Properties of local orthonormal systems, Part II: Geometric characterization of Bernstein inequalities

Let (Ω,ℱ,P) be a probability space and let (ℱ_n)_n=0^∞ be a binary filtration. i.e. exactly one atom of ℱ_n−1 is divided into two atoms of ℱ_n without any restriction on their respective measures. Additionally, denote the collection of atoms corresponding to this filtration by A. Let S⊂L^∞(Ω) be a finite-dimensional linear subspace, having an additional stability property on atoms A. For these data, we consider two dictionaries: • C={f⋅1_A:f∈S,A∈A}, • Φ – a local orthonormal system generated by S and the filtration (ℱ_n)_n=0^∞. Let L^p(S)=span¯_L^p(Ω)C=span¯_L^p(Ω)Φ, with 1<p<∞. We are interested in approximation spaces A_q^α(L^p(S),C) and A_q^α(L^p(S),Φ), corresponding to the best n-term approximation in L^p(S) by elements of C and Φ, respectively, where α>0 and 0<q≤∞. It is known that in the classical Haar case, i.e. when S=span(1_[0,1]) and the binary filtration (ℱ_n)_n=0^∞ is dyadic (that is, an atom A∈A is divided into two new atoms of equal measure), we have A_q^α(L^p(S),Φ)=A_q^α(L^p(S),C), cf. P. Petrushev (2003). This motivates us to ask the question whether this equality is true in the general setting described above. The answer to this question is governed by the validity of a specific Bernstein type inequality BI(A,S,p,τ), with parameters 1<p<∞, 0<τ<p.

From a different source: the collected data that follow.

PR #19, opened 2017-02-14
Minor fixes to Mobly Bundled Snippets.

adorokhine:
* Remove unused imports
* Explicitly add the INTERNET permission, which is required for snippet
  to run (it came in implicitly through manfiest merge with
  mobly-snippet-lib but it's good to be explicit).

---
This change is [Reviewable](https://reviewable.io/reviews/google/mobly-bundled-snippets/19)


src/main/AndroidManifest.xml
```diff
@@ -10,6 +10,7 @@
     <uses-permission android:name="android.permission.BLUETOOTH_ADMIN" />
     <uses-permission android:name="android.permission.CHANGE_WIFI_STATE" />
     <uses-permission android:name="android.permission.GET_ACCOUNTS" />
+    <uses-permission android:name="android.permission.INTERNET" />
```
xpconanfan: I don't think this is needed?

PR #26, opened 2017-03-05
adding methords for BluetoothAdapterSnippet with serializer

ygw11223:
Four methods added:
public void bluetoothStartDiscovery()
public JSONArray bluetoothGetCachedScanResults()
public JSONArray bluetoothDiscoveryAndGetResults() // it calls the above two methods
public JSONArray bluetoothGetPairedDevices()
One class added:
private class BluetoothScanReceiver extends BroadcastReceiver{} // used for discovery
One serializer added:
private JSONObject serializeBtDevice(BluetoothDevice data)

---
This change is [Reviewable](https://reviewable.io/reviews/google/mobly-bundled-snippets/26)

### DIFF
--- a/src/main/java/com/google/android/mobly/snippet/bundled/utils/JsonSerializer.java
+++ b/src/main/java/com/google/android/mobly/snippet/bundled/utils/JsonSerializer.java
@@ -21,11 +21,14 @@ import android.net.DhcpInfo;
 import android.net.wifi.SupplicantState;
 import android.net.wifi.WifiConfiguration;
 import android.net.wifi.WifiInfo;
+import android.os.ParcelUuid;
 import com.google.gson.Gson;
 import com.google.gson.GsonBuilder;
 import java.lang.reflect.Modifier;
 import java.net.InetAddress;
 import java.net.UnknownHostException;
+import java.util.ArrayList;
+import org.json.JSONArray;
 import org.json.JSONException;
 import org.json.JSONObject;
 
@@ -122,8 +125,45 @@ public class JsonSerializer {
     }
 
     private JSONObject serializeBluetoothDevice(BluetoothDevice data) throws JSONException {
-        JSONObject result = new JSONObject(mGson.toJson(data));
-        result.put("Name", data.getName());
+        JSONObject result = new JSONObject();
+        result.put("Address", data.getAddress());
+        switch (data.getBondState()) {
+            case 10:
+                result.put("BondState", "None");
+                break;
+            case 11:
+                result.put("BondState", "Bonding");
+                break;
+            case 12:
+                result.put("BondState", "Bonded");
+        }
+        if (data.getName() == null) {
+            result.put("Name", "Null");
+        } else {
+            result.put("Name", data.getName());
+        }
+        switch (data.getType()) {
+            case 0:
+                result.put("Type", "Unknown");
+                break;
+            case 1:
+                result.put("Type", "Classic");
+                break;
+            case 2:
+                result.put("Type", "Le");
+                break;
+            case 3:
+                result.put("Type", "Dual");
+        }
+        if (data.getUuids() == null) {
+            result.put("UUIDs", "Null");
+        } else {
+            ArrayList<String> uuids = new ArrayList<String>();
+            for (ParcelUuid uuid : data.getUuids()) {
+                uuids.add(uuid.toString());
+            }
+            result.put("UUIDs", new JSONArray(uuids));
+        }
         return result;
     }
 }
--- a/src/main/java/com/google/android/mobly/snippet/bundled/utils/JsonSerializer.java
+++ b/src/main/java/com/google/android/mobly/snippet/bundled/utils/JsonSerializer.java
@@ -69,7 +69,7 @@ public class JsonSerializer {
         } else if (object instanceof WifiInfo) {
             return serializeWifiInfo((WifiInfo) object);
         } else if (object instanceof BluetoothDevice) {
-            return serializeBtDevice((BluetoothDevice) object);
+            return serializeBluetoothDevice((BluetoothDevice) object);
         }
         return defaultSerialization(object);
     }
@@ -121,7 +121,7 @@ public class JsonSerializer {
         return result;
     }
 
-    private JSONObject serializeBtDevice(BluetoothDevice data) throws JSONException {
+    private JSONObject serializeBluetoothDevice(BluetoothDevice data) throws JSONException {
         JSONObject result = new JSONObject(mGson.toJson(data));
         result.put("NAME", data.getName());
         return result;
--- a/src/main/java/com/google/android/mobly/snippet/bundled/utils/JsonSerializer.java
+++ b/src/main/java/com/google/android/mobly/snippet/bundled/utils/JsonSerializer.java
@@ -20,6 +20,7 @@ import android.net.DhcpInfo;
 import android.net.wifi.SupplicantState;
 import android.net.wifi.WifiConfiguration;
 import android.net.wifi.WifiInfo;
+import android.bluetooth.BluetoothDevice;
 import com.google.gson.Gson;
 import com.google.gson.GsonBuilder;
 import java.lang.reflect.Modifier;
@@ -67,6 +68,8 @@ public class JsonSerializer {
             return serializeWifiConfiguration((WifiConfiguration) object);
         } else if (object instanceof WifiInfo) {
             return serializeWifiInfo((WifiInfo) object);
+        } else if (object instanceof BluetoothDevice) {
+            return serializeBtDevice((BluetoothDevice) object);
         }
         return defaultSerialization(object);
     }
@@ -115,6 +118,12 @@ public class JsonSerializer {
                 result.put("SupplicantState", state.name());
             }
         }
+        return result;
+    }
+
+    private JSONObject serializeBtDevice(BluetoothDevice data) throws JSONException {
+        JSONObject result = new JSONObject(mGson.toJson(data));
+        result.put("NAME", data.getName());
         return result;
     }
 }
--- a/src/main/java/com/google/android/mobly/snippet/bundled/utils/JsonSerializer.java
+++ b/src/main/java/com/google/android/mobly/snippet/bundled/utils/JsonSerializer.java
@@ -62,14 +62,14 @@ public class JsonSerializer {
     }
 
     public JSONObject toJson(Object object) throws JSONException {
-        if (object instanceof DhcpInfo) {
+        if (object instanceof BluetoothDevice) {
+            return serializeBluetoothDevice((BluetoothDevice) object);
+        } else if (object instanceof DhcpInfo) {
             return serializeDhcpInfo((DhcpInfo) object);
         } else if (object instanceof WifiConfiguration) {
             return serializeWifiConfiguration((WifiConfiguration) object);
         } else if (object instanceof WifiInfo) {
             return serializeWifiInfo((WifiInfo) object);
-        } else if (object instanceof BluetoothDevice) {
-            return serializeBluetoothDevice((BluetoothDevice) object);
         }
         return defaultSerialization(object);
     }
@@ -123,7 +123,7 @@ public class JsonSerializer {
 
     private JSONObject serializeBluetoothDevice(BluetoothDevice data) throws JSONException {
         JSONObject result = new JSONObject(mGson.toJson(data));
-        result.put("NAME", data.getName());
+        result.put("Name", data.getName());
         return result;
     }
 }
--- a/src/main/java/com/google/android/mobly/snippet/bundled/utils/JsonSerializer.java
+++ b/src/main/java/com/google/android/mobly/snippet/bundled/utils/JsonSerializer.java
@@ -16,11 +16,11 @@
 
 package com.google.android.mobly.snippet.bundled.utils;
 
+import android.bluetooth.BluetoothDevice;
 import android.net.DhcpInfo;
 import android.net.wifi.SupplicantState;
 import android.net.wifi.WifiConfiguration;
 import android.net.wifi.WifiInfo;
-import android.bluetooth.BluetoothDevice;
 import com.google.gson.Gson;
 import com.google.gson.GsonBuilder;
 import java.lang.reflect.Modifier;
--- a/src/main/java/com/google/android/mobly/snippet/bundled/BluetoothAdapterSnippet.java
+++ b/src/main/java/com/google/android/mobly/snippet/bundled/BluetoothAdapterSnippet.java
@@ -101,7 +101,7 @@ public class BluetoothAdapterSnippet implements Snippet {
         try {
             if (!mBluetoothAdapter.startDiscovery()) {
                 throw new BluetoothAdapterSnippetException(
-                        "Failed to initiate Bluetooth Discovery.");
+                    "Failed to initiate Bluetooth Discovery.");
             }
             if (!Utils.waitUntil(() -> mIsScanResultAvailable, 60)) {
                 throw new BluetoothAdapterSnippetException(
--- a/src/main/java/com/google/android/mobly/snippet/bundled/BluetoothAdapterSnippet.java
+++ b/src/main/java/com/google/android/mobly/snippet/bundled/BluetoothAdapterSnippet.java
@@ -42,7 +42,7 @@ public class BluetoothAdapterSnippet implements Snippet {
     private final Context mContext;
     private final BluetoothAdapter mBluetoothAdapter;
     private final JsonSerializer mJsonSerializer = new JsonSerializer();
-    private ArrayList<BluetoothDevice> mDiscoveryResults = new ArrayList<>();
+    private final ArrayList<BluetoothDevice> mDiscoveryResults = new ArrayList<>();
     private volatile boolean mIsScanResultAvailable = false;
 
     public BluetoothAdapterSnippet() {
@@ -70,8 +70,7 @@ public class BluetoothAdapterSnippet implements Snippet {
         }
     }
 
-    @Rpc(description = "Trigger bluetooth discovery.")
-    public void bluetoothStartDiscovery() throws BluetoothAdapterSnippetException {
+    private void bluetoothStartDiscovery() throws BluetoothAdapterSnippetException {
         if (!mBluetoothAdapter.isDiscovering()) {
             if (!mBluetoothAdapter.startDiscovery()) {
                 throw new BluetoothAdapterSnippetException(
@@ -108,13 +107,15 @@ public class BluetoothAdapterSnippet implements Snippet {
         mIsScanResultAvailable = false;
         BroadcastReceiver receiver = new BluetoothScanReceiver();
         mContext.registerReceiver(receiver, filter);
-        bluetoothStartDiscovery();
-        if (!Utils.waitUntil(() -> mIsScanResultAvailable, 60)) {
-            mContext.unregisterReceiver(receiver);
-            throw new BluetoothAdapterSnippetException(
+        try {
+            bluetoothStartDiscovery();
+            if (!Utils.waitUntil(() -> mIsScanResultAvailable, 60)) {
+                throw new BluetoothAdapterSnippetException(
                     "Failed to get discovery results after 1 min, timeout!");
+            }
+        } finally {
+            mContext.unregisterReceiver(receiver);
         }
-        mContext.unregisterReceiver(receiver);
         return bluetoothGetCachedScanResults();
     }
 
--- a/src/main/java/com/google/android/mobly/snippet/bundled/BluetoothAdapterSnippet.java
+++ b/src/main/java/com/google/android/mobly/snippet/bundled/BluetoothAdapterSnippet.java
@@ -43,7 +43,6 @@ public class BluetoothAdapterSnippet implements Snippet {
     private final BluetoothAdapter mBluetoothAdapter;
     private final JsonSerializer mJsonSerializer = new JsonSerializer();
     private ArrayList<BluetoothDevice> mDiscoveryResults = new ArrayList<>();
-    private volatile boolean mIsScanning = false;
     private volatile boolean mIsScanResultAvailable = false;
 
     public BluetoothAdapterSnippet() {
@@ -107,7 +106,6 @@ public class BluetoothAdapterSnippet implements Snippet {
         }
         mDiscoveryResults.clear();
         mIsScanResultAvailable = false;
-        mIsScanning = true;
         BroadcastReceiver receiver = new BluetoothScanReceiver();
         mContext.registerReceiver(receiver, filter);
         bluetoothStartDiscovery();
@@ -143,7 +141,6 @@ public class BluetoothAdapterSnippet implements Snippet {
         public void onReceive(Context context, Intent intent) {
             String action = intent.getAction();
             if (BluetoothAdapter.ACTION_DISCOVERY_FINISHED.equals(action)) {
-                mIsScanning = false;
                 mIsScanResultAvailable = true;
             } else if (BluetoothDevice.ACTION_FOUND.equals(action)) {
                 BluetoothDevice device =
--- a/src/main/java/com/google/android/mobly/snippet/bundled/BluetoothAdapterSnippet.java
+++ b/src/main/java/com/google/android/mobly/snippet/bundled/BluetoothAdapterSnippet.java
@@ -51,7 +51,7 @@ public class BluetoothAdapterSnippet implements Snippet {
     }
 
     @Rpc(description = "Enable bluetooth with a 30s timeout.")
-    public void bluetoothEnable() throws BluetoothAdapterSnippetException, InterruptedException {
+    public void btEnable() throws BluetoothAdapterSnippetException, InterruptedException {
         if (!mBluetoothAdapter.enable()) {
             throw new BluetoothAdapterSnippetException("Failed to start enabling bluetooth");
         }
@@ -61,7 +61,7 @@ public class BluetoothAdapterSnippet implements Snippet {
     }
 
     @Rpc(description = "Disable bluetooth with a 30s timeout.")
-    public void bluetoothDisable() throws BluetoothAdapterSnippetException, InterruptedException {
+    public void btDisable() throws BluetoothAdapterSnippetException, InterruptedException {
         if (!mBluetoothAdapter.disable()) {
             throw new BluetoothAdapterSnippetException("Failed to start disabling bluetooth");
         }
@@ -70,20 +70,11 @@ public class BluetoothAdapterSnippet implements Snippet {
         }
     }
 
-    private void bluetoothStartDiscovery() throws BluetoothAdapterSnippetException {
-        if (!mBluetoothAdapter.isDiscovering()) {
-            if (!mBluetoothAdapter.startDiscovery()) {
-                throw new BluetoothAdapterSnippetException(
-                        "Failed to initiate Bluetooth Discovery.");
-            }
-        }
-    }
-
     @Rpc(
         description =
                 "Get bluetooth discovery results, which is a list of serialized BluetoothDevice objects."
     )
-    public JSONArray bluetoothGetCachedScanResults() throws JSONException {
+    public JSONArray btGetCachedScanResults() throws JSONException {
         JSONArray results = new JSONArray();
         for (BluetoothDevice result : mDiscoveryResults) {
             results.put(mJsonSerializer.toJson(result));
@@ -96,7 +87,7 @@ public class BluetoothAdapterSnippet implements Snippet {
                 "Start discovery, wait for discovery to complete, and return results, which is a list of "
                         + "serialized BluetoothDevice objects."
     )
-    public JSONArray bluetoothDiscoveryAndGetResults()
+    public JSONArray btDiscoveryAndGetResults()
             throws InterruptedException, JSONException, BluetoothAdapterSnippetException {
         IntentFilter filter = new IntentFilter(BluetoothDevice.ACTION_FOUND);
         filter.addAction(BluetoothAdapter.ACTION_DISCOVERY_FINISHED);
@@ -108,7 +99,10 @@ public class BluetoothAdapterSnippet implements Snippet {
         BroadcastReceiver receiver = new BluetoothScanReceiver();
         mContext.registerReceiver(receiver, filter);
         try {
-            bluetoothStartDiscovery();
+            if (!mBluetoothAdapter.startDiscovery()) {
+                throw new BluetoothAdapterSnippetException(
+                        "Failed to initiate Bluetooth Discovery.");
+            }
             if (!Utils.waitUntil(() -> mIsScanResultAvailable, 60)) {
                 throw new BluetoothAdapterSnippetException(
                     "Failed to get discovery results after 1 min, timeout!");
@@ -116,11 +110,11 @@ public class BluetoothAdapterSnippet implements Snippet {
         } finally {
             mContext.unregisterReceiver(receiver);
         }
-        return bluetoothGetCachedScanResults();
+        return btGetCachedScanResults();
     }
 
     @Rpc(description = "Get the list of paired bluetooth devices")
-    public JSONArray bluetoothGetPairedDevices()
+    public JSONArray btGetPairedDevices()
             throws BluetoothAdapterSnippetException, InterruptedException, JSONException {
         JSONArray pairedDevices = new JSONArray();
         for (BluetoothDevice device : mBluetoothAdapter.getBondedDevices()) {
--- a/src/main/java/com/google/android/mobly/snippet/bundled/BluetoothAdapterSnippet.java
+++ b/src/main/java/com/google/android/mobly/snippet/bundled/BluetoothAdapterSnippet.java
@@ -17,11 +17,22 @@
 package com.google.android.mobly.snippet.bundled;
 
 import android.bluetooth.BluetoothAdapter;
+import android.bluetooth.BluetoothDevice;
 import android.content.Context;
+import android.content.Intent;
+import android.content.IntentFilter;
+import android.content.BroadcastReceiver;
 import android.support.test.InstrumentationRegistry;
 import com.google.android.mobly.snippet.Snippet;
+import com.google.android.mobly.snippet.bundled.utils.JsonDeserializer;
+import com.google.android.mobly.snippet.bundled.utils.JsonSerializer;
 import com.google.android.mobly.snippet.bundled.utils.Utils;
 import com.google.android.mobly.snippet.rpc.Rpc;
+import com.google.android.mobly.snippet.util.Log;
+import org.json.JSONArray;
+import org.json.JSONException;
+import org.json.JSONObject;
+import java.util.ArrayList;
 
 /** Snippet class exposing Android APIs in BluetoothAdapter. */
 public class BluetoothAdapterSnippet implements Snippet {
@@ -33,6 +44,10 @@ public class BluetoothAdapterSnippet implements Snippet {
 
     private final Context mContext;
     private final BluetoothAdapter mBluetoothAdapter;
+    private final JsonSerializer mJsonSerializer = new JsonSerializer();
+    private ArrayList<BluetoothDevice> mDiscoveryResults = new ArrayList<>();
+    private volatile boolean mIsScanning = false;
+    private volatile boolean mIsScanResultAvailable = false;
 
     public BluetoothAdapterSnippet() {
         mContext = InstrumentationRegistry.getContext();
@@ -59,6 +74,74 @@ public class BluetoothAdapterSnippet implements Snippet {
         }
     }
 
+    @Rpc(description = "Trigger bluetooth discovery.")
+    public void bluetoothStartDiscovery() throws BluetoothAdapterSnippetException {
+        if (mBluetoothAdapter.isDiscovering()) {
+            mBluetoothAdapter.cancelDiscovery();
+        }
+        if (!mBluetoothAdapter.startDiscovery()) {
+            throw new BluetoothAdapterSnippetException("Failed to initiate Bluetooth Discovery.");
+        }
+    }
+
+    @Rpc(
+        description =
+                "Get bluetooth discovery results, which is a list of serialized BluetoothDevice objects."
+    )
+    public JSONArray bluetoothGetCachedScanResults() throws JSONException {
+        JSONArray results = new JSONArray();
+        for (BluetoothDevice result : mDiscoveryResults) {
+            results.put(mJsonSerializer.toJson(result));
+        }
+        return results;
+    }
+
+    @Rpc(
+        description =
+                "Start discovery, wait for discovery to complete, and return results, which is a list of "
+                        + "serialized BluetoothDevice objects."
+    )
+    public JSONArray bluetoothDiscoveryAndGetResults()
+            throws InterruptedException, JSONException, BluetoothAdapterSnippetException {
+        IntentFilter filter = new IntentFilter(BluetoothDevice.ACTION_FOUND);
+        filter.addAction(BluetoothAdapter.ACTION_DISCOVERY_FINISHED);
+        BroadcastReceiver mReceiver = new BluetoothScanReceiver();
+        mContext.registerReceiver(mReceiver, filter);
+        mDiscoveryResults.clear();
+        bluetoothStartDiscovery();
+        mIsScanResultAvailable = false;
+        mIsScanning = true;
+        if (!Utils.waitUntil(() -> mIsScanResultAvailable, 60)) {
+            throw new BluetoothAdapterSnippetException(
+                    "Failed to get discovery results after 1 min, timeout!");
+        }
+        mContext.unregisterReceiver(mReceiver);
+        return bluetoothGetCachedScanResults();
+    }
+
+    @Rpc(description = "Get the list of paired bluetooth devices")
+    public JSONArray bluetoothGetPairedDevices() throws BluetoothAdapterSnippetException, InterruptedException, JSONException {
+        JSONArray pairedDevices = new JSONArray();
+        for (BluetoothDevice device : mBluetoothAdapter.getBondedDevices())
+            pairedDevices.put(mJsonSerializer.toJson(device));
+        return pairedDevices;
+    }
+
     @Override
     public void shutdown() {}
+
+    private class BluetoothScanReceiver extends BroadcastReceiver {
+
+        @Override
+        public void onReceive(Context c, Intent intent) {
+            String action = intent.getAction();
+            if (BluetoothAdapter.ACTION_DISCOVERY_FINISHED.equals(action)) {
+                mIsScanning = false;
+                mIsScanResultAvailable = true;
+            } else if (BluetoothDevice.ACTION_FOUND.equals(action)) {
+                BluetoothDevice device = (BluetoothDevice) intent.getParcelableExtra(BluetoothDevice.EXTRA_DEVICE);
+                mDiscoveryResults.add(device);
+            }
+        }
+    }
 }
--- a/src/main/java/com/google/android/mobly/snippet/bundled/BluetoothAdapterSnippet.java
+++ b/src/main/java/com/google/android/mobly/snippet/bundled/BluetoothAdapterSnippet.java
@@ -18,21 +18,18 @@ package com.google.android.mobly.snippet.bundled;
 
 import android.bluetooth.BluetoothAdapter;
 import android.bluetooth.BluetoothDevice;
+import android.content.BroadcastReceiver;
 import android.content.Context;
 import android.content.Intent;
 import android.content.IntentFilter;
-import android.content.BroadcastReceiver;
 import android.support.test.InstrumentationRegistry;
 import com.google.android.mobly.snippet.Snippet;
-import com.google.android.mobly.snippet.bundled.utils.JsonDeserializer;
 import com.google.android.mobly.snippet.bundled.utils.JsonSerializer;
 import com.google.android.mobly.snippet.bundled.utils.Utils;
 import com.google.android.mobly.snippet.rpc.Rpc;
-import com.google.android.mobly.snippet.util.Log;
+import java.util.ArrayList;
 import org.json.JSONArray;
 import org.json.JSONException;
-import org.json.JSONObject;
-import java.util.ArrayList;
 
 /** Snippet class exposing Android APIs in BluetoothAdapter. */
 public class BluetoothAdapterSnippet implements Snippet {
@@ -76,11 +73,11 @@ public class BluetoothAdapterSnippet implements Snippet {
 
     @Rpc(description = "Trigger bluetooth discovery.")
     public void bluetoothStartDiscovery() throws BluetoothAdapterSnippetException {
-        if (mBluetoothAdapter.isDiscovering()) {
-            mBluetoothAdapter.cancelDiscovery();
-        }
-        if (!mBluetoothAdapter.startDiscovery()) {
-            throw new BluetoothAdapterSnippetException("Failed to initiate Bluetooth Discovery.");
+        if (!mBluetoothAdapter.isDiscovering()) {
+            if (!mBluetoothAdapter.startDiscovery()) {
+                throw new BluetoothAdapterSnippetException(
+                        "Failed to initiate Bluetooth Discovery.");
+            }
         }
     }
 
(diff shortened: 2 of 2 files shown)


adorokhine:
Reviewed 2 of 2 files at r1.
Review status: all files reviewed at latest revision, 13 unresolved discussions.

---

*[src/main/java/com/google/android/mobly/snippet/bundled/BluetoothAdapterSnippet.java, line 78 at r1](https://reviewable.io:443/reviews/google/mobly-bundled-snippets/26#-KeWH3ZflrStro20C4Gi:-KeWH3ZflrStro20C4Gj:bmyqpbn) ([raw file](https://github.com/google/mobly-bundled-snippets/blob/1bfc5dcf49070354e0fa6e6aaa9d241a985c40f7/src/main/java/com/google/android/mobly/snippet/bundled/BluetoothAdapterSnippet.java#L78)):*
> ```Java
> 
>     @Rpc(description = "Trigger bluetooth discovery.")
>     public void bluetoothStartDiscovery() throws BluetoothAdapterSnippetException {
> ```

@Ang Li I thought we weren't doing the namespace prefixes anymore? I'm confused w.r.t our convention.

---

*[src/main/java/com/google/android/mobly/snippet/bundled/BluetoothAdapterSnippet.java, line 79 at r1](https://reviewable.io:443/reviews/google/mobly-bundled-snippets/26#-KeWHCckKvhxipcq2Tmq:-KeWHCckKvhxipcq2Tmr:b-9d1a7k) ([raw file](https://github.com/google/mobly-bundled-snippets/blob/1bfc5dcf49070354e0fa6e6aaa9d241a985c40f7/src/main/java/com/google/android/mobly/snippet/bundled/BluetoothAdapterSnippet.java#L79)):*
> ```Java
>     @Rpc(description = "Trigger bluetooth discovery.")
>     public void bluetoothStartDiscovery() throws BluetoothAdapterSnippetException {
>         if (mBluetoothAdapter.isDiscovering()) {
> ```

Is there a reason we want to kill an existing discovery and re-start it, versus assuming it's already in the right state and doing nothing? Does this clear some state/scan with new settings/reset the timeout or something?

---

*[src/main/java/com/google/android/mobly/snippet/bundled/BluetoothAdapterSnippet.java, line 82 at r1](https://reviewable.io:443/reviews/google/mobly-bundled-snippets/26#-KeWHS6mUdRqNPhOMJSn:-KeWHS6mUdRqNPhOMJSo:by0b031) ([raw file](https://github.com/google/mobly-bundled-snippets/blob/1bfc5dcf49070354e0fa6e6aaa9d241a985c40f7/src/main/java/com/google/android/mobly/snippet/bundled/BluetoothAdapterSnippet.java#L82)):*
> ```Java
>             mBluetoothAdapter.cancelDiscovery();
>         }
>         if (!mBluetoothAdapter.startDiscovery()) {
> ```

Does this persist forever or does it stop discovering eventually?

---

*[src/main/java/com/google/android/mobly/snippet/bundled/BluetoothAdapterSnippet.java, line 108 at r1](https://reviewable.io:443/reviews/google/mobly-bundled-snippets/26#-KeWIw0-n48o-u9vJW23:-KeWIw0-n48o-u9vJW24:byahy7l) ([raw file](https://github.com/google/mobly-bundled-snippets/blob/1bfc5dcf49070354e0fa6e6aaa9d241a985c40f7/src/main/java/com/google/android/mobly/snippet/bundled/BluetoothAdapterSnippet.java#L108)):*
> ```Java
>         IntentFilter filter = new IntentFilter(BluetoothDevice.ACTION_FOUND);
>         filter.addAction(BluetoothAdapter.ACTION_DISCOVERY_FINISHED);
>         BroadcastReceiver mReceiver = new BluetoothScanReceiver();
> ```

Local variables shouldn't have the m prefix (m means member)

---

*[src/main/java/com/google/android/mobly/snippet/bundled/BluetoothAdapterSnippet.java, line 109 at r1](https://reviewable.io:443/reviews/google/mobly-bundled-snippets/26#-KeWIR6eWiCcpq_RVvos:-KeWIR6eWiCcpq_RVvot:b-fuh9rn) ([raw file](https://github.com/google/mobly-bundled-snippets/blob/1bfc5dcf49070354e0fa6e6aaa9d241a985c40f7/src/main/java/com/google/android/mobly/snippet/bundled/BluetoothAdapterSnippet.java#L109)):*
> ```Java
>         filter.addAction(BluetoothAdapter.ACTION_DISCOVERY_FINISHED);
>         BroadcastReceiver mReceiver = new BluetoothScanReceiver();
>         mContext.registerReceiver(mReceiver, filter);
> ```

Do you need to make sure discovery is off already when you do this? Otherwise as soon as you register the receiver it could start getting results, right? Then mDiscoveryResults.clear() would delete those results?

---

*[src/main/java/com/google/android/mobly/snippet/bundled/BluetoothAdapterSnippet.java, line 112 at r1](https://reviewable.io:443/reviews/google/mobly-bundled-snippets/26#-KeWIdbuGMUoVAo1Cvnr:-KeWIdbvWqGJP-6uXnbm:b-j4pubk) ([raw file](https://github.com/google/mobly-bundled-snippets/blob/1bfc5dcf49070354e0fa6e6aaa9d241a985c40f7/src/main/java/com/google/android/mobly/snippet/bundled/BluetoothAdapterSnippet.java#L112)):*
> ```Java
>         mDiscoveryResults.clear();
>         bluetoothStartDiscovery();
>         mIsScanResultAvailable = false;
> ```

Race condition here; after you start discovery it might finish at any time including before this line is executed. In that case you will end up waiting forever.

---

*[src/main/java/com/google/android/mobly/snippet/bundled/BluetoothAdapterSnippet.java, line 118 at r1](https://reviewable.io:443/reviews/google/mobly-bundled-snippets/26#-KeWIoSTrpqtMzytE4xJ:-KeWIoSTrpqtMzytE4xK:b-ks0kpb) ([raw file](https://github.com/google/mobly-bundled-snippets/blob/1bfc5dcf49070354e0fa6e6aaa9d241a985c40f7/src/main/java/com/google/android/mobly/snippet/bundled/BluetoothAdapterSnippet.java#L118)):*
> ```Java
>                     "Failed to get discovery results after 1 min, timeout!");
>         }
>         mContext.unregisterReceiver(mReceiver);
> ```

Does this need to be in a finally block? eg it won't happen if you timeout?

---

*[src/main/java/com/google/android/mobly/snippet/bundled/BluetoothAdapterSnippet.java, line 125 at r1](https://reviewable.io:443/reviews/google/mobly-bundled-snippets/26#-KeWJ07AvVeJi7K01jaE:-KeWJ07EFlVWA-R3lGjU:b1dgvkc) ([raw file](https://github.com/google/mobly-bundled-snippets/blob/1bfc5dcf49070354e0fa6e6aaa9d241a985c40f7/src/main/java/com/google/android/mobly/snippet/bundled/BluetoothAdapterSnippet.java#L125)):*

The main result of this paper is a geometric characterization of this type of Bernstein inequality BI(A,S,p,τ), i.e. a characterization in terms of the behavior of functions from the space S on atoms A and rings ℛ={A∖B:A,B∈A,B⊂A}∖A. We specialize this general result to some examples of interest, including general Haar systems and spaces S consisting of (multivariate) polynomials.